YOUR OBJECTIVE
Output each entry in full so that the result matches the data exactly.

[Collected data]
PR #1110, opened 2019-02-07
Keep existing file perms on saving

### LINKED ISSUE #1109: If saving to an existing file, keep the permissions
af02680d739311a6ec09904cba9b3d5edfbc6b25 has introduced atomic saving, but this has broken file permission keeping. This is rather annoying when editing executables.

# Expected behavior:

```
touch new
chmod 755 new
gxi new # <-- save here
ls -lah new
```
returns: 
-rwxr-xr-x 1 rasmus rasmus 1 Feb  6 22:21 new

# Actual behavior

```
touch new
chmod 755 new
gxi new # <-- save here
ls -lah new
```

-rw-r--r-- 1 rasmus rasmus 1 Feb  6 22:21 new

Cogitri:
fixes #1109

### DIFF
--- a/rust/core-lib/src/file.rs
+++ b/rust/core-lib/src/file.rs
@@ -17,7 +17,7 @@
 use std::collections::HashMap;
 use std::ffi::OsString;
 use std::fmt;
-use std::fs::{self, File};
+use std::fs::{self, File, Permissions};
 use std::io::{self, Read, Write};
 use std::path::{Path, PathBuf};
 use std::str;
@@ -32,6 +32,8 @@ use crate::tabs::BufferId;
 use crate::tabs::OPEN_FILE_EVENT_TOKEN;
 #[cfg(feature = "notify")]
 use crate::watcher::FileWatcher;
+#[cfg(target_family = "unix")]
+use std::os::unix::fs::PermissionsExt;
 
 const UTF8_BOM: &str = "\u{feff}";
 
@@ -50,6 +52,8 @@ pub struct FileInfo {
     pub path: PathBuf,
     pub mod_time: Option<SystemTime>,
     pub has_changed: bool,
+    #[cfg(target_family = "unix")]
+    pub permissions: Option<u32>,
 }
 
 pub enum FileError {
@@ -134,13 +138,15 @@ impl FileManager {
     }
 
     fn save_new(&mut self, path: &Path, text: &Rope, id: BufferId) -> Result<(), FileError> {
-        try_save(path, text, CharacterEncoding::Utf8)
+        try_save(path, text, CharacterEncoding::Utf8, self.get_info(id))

RESPONSE
PR #1110, opened 2019-02-07
Keep existing file perms on saving

### LINKED ISSUE #1109: If saving to an existing file, keep the permissions
af02680d739311a6ec09904cba9b3d5edfbc6b25 has introduced atomic saving, but this has broken file permission keeping. This is rather annoying when editing executables.

# Expected behavior:

```
touch new
chmod 755 new
gxi new # <-- save here
ls -lah new
```
returns: 
-rwxr-xr-x 1 rasmus rasmus 1 Feb  6 22:21 new

# Actual behavior

```
touch new
chmod 755 new
gxi new # <-- save here
ls -lah new
```

-rw-r--r-- 1 rasmus rasmus 1 Feb  6 22:21 new

Cogitri:
fixes #1109

### DIFF
--- a/rust/core-lib/src/file.rs
+++ b/rust/core-lib/src/file.rs
@@ -17,7 +17,7 @@
 use std::collections::HashMap;
 use std::ffi::OsString;
 use std::fmt;
-use std::fs::{self, File};
+use std::fs::{self, File, Permissions};
 use std::io::{self, Read, Write};
 use std::path::{Path, PathBuf};
 use std::str;
@@ -32,6 +32,8 @@ use crate::tabs::BufferId;
 use crate::tabs::OPEN_FILE_EVENT_TOKEN;
 #[cfg(feature = "notify")]
 use crate::watcher::FileWatcher;
+#[cfg(target_family = "unix")]
+use std::os::unix::fs::PermissionsExt;
 
 const UTF8_BOM: &str = "\u{feff}";
 
@@ -50,6 +52,8 @@ pub struct FileInfo {
     pub path: PathBuf,
     pub mod_time: Option<SystemTime>,
     pub has_changed: bool,
+    #[cfg(target_family = "unix")]
+    pub permissions: Option<u32>,
 }
 
 pub enum FileError {
@@ -134,13 +138,15 @@ impl FileManager {
     }
 
     fn save_new(&mut self, path: &Path, text: &Rope, id: BufferId) -> Result<(), FileError> {
-        try_save(path, text, CharacterEncoding::Utf8)
+        try_save(path, text, CharacterEncoding::Utf8, self.get_info(id))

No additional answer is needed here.